10.4 Multioutput Linear Model

In the standard linear model the responses \(y_i\) are univariate. In the multivariate linear model, the data are \(\{\mathbf x_1, \mathbf y_1\}, \ldots, \{\mathbf x_n, \mathbf y_n\}\) with the responses \(\mathbf y_i \in \mathbb{R}^q\). Here, the linear model takes the form \[\begin{equation} \mathbf y_i= \mathbf B^\top \mathbf x_i +{\pmb \epsilon}_i, \qquad i=1, \ldots , n, \tag{10.5} \end{equation}\] where \(\mathbf B\) is now a \(p \times q\) parameter matrix, and we have an error vector \({\pmb \epsilon}_i\in \mathbb{R}^q\) are \(q \times 1\). The model (10.5) may be written in matrix form as \[\begin{equation} \mathbf Y= \mathbf X\mathbf B+\mathbf E, \tag{10.6} \end{equation}\] where \[\mathbf Y= \begin{pmatrix} - & \mathbf y_1^\top &-\\ &\vdots&\\ -&\mathbf y_n^\top&-\end{pmatrix}\] is the \(n \times q\) data matrix for the \(y\)-variables, \(\mathbf X\) is the \(n \times p\) data matrix as defined before, and \[\stackrel{n \times p}{\mathbf E}=\begin{pmatrix} - & \boldsymbol \epsilon_1^\top &-\\ &\vdots&\\ -&\boldsymbol \epsilon_n^\top&-\end{pmatrix}.\]

We will assume that \[\begin{equation} {\pmb \epsilon_1}, \ldots , {\pmb \epsilon}_n \quad \text{are IID}\quad N_p({\mathbf 0}_p, \boldsymbol{\Sigma}). \tag{10.7} \end{equation}\]

Proposition 10.1 The maximum likelihood estimator of \(\mathbf B\) is

\[\begin{equation} \hat{\mathbf B}= (\mathbf X^\top \mathbf X)^{-1}\mathbf X^\top \mathbf Y \tag{10.8} \end{equation}\]

Remarks:

  1. note how similar (10.8) is to its univariate counterpart (10.3).

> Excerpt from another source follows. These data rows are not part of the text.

PR #429, opened 2021-11-03
Support mutually recursive `s/letfn`

frenchy64:
I noticed `s/letfn` is unlike `letfn` in that it does not support mutually recursive bindings.

### DIFF
--- a/src/cljc/schema/core.cljc
+++ b/src/cljc/schema/core.cljc
@@ -1396,30 +1396,33 @@
 
 #?(:clj
 (defmacro letfn
-  "s/letfn : s/fn :: clojure.core/letfn : clojure.core/fn"
+  "s/letfn : s/fn :: clojure.core/letfn : clojure.core/fn
+  
+  Gotchas:
+  - s/fn-schema will only work on direct usages of the bindings
+    in the body. It will not work on intermediate calls between bindings."
   [fnspecs & body]
   (let [{:keys [outer-bindings
                 fnspecs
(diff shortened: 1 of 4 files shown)


src/cljc/schema/core.cljc
```diff
@@ -1398,10 +1398,28 @@
...
+                                                               ~schema-form)))))
+                {:outer-bindings []
+                 :fnspecs []
+                 :declare-class-schemas []}
+                fnspecs)]
+    `(let ~outer-bindings
+       (clojure.core/letfn
+         ~fnspecs
+         (do
+           ~@declare-class-schemas
```
w01fe, line 1421: My memory is a little rusty, but I think this is mutating some global variable, which seems weird.    I guess you get what you ask for if you put a `defn` or `defrecord` inside a `letfn` though, so this is probably the least surprising option?

frenchy64: Yes, it's mutating a weak hash map. I went back and forth about this, since the `fn-schema` cannot be seen in the bindings if you use metadata.

eg.,
```
(s/fn-schema (letfn [(foo [] foo)] (foo)))
```

However one of my assumptions I just realized was wrong: a fn can't see it's own metadata.

```
user=> ((with-meta (fn this [] (meta this)) {:a 1}))
nil
```

So `s/fn` has the same problem. I think the metadata impl makes more sense to me now.

w01fe (approved):
Nice, thanks!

The only thing that is different is that \(\mathbf Y\) is now an \(n \times q\) matrix rather than an \(n \times 1\) vector.

  2. The coefficients for the \(k^{th}\) output, i.e., the \(k^{th}\) column of \(\mathbf B\), are just the OLS estimates from regressing the \(k^{th}\) column of \(\mathbf Y\) on \(\mathbf X\). I.e., the multivariate linear regression estimates are just the univariate estimates applied to each output in turn: the different outputs do not affect each others least squares estimates.

You will see how to fit multivariate linear models in R in the computer tasks.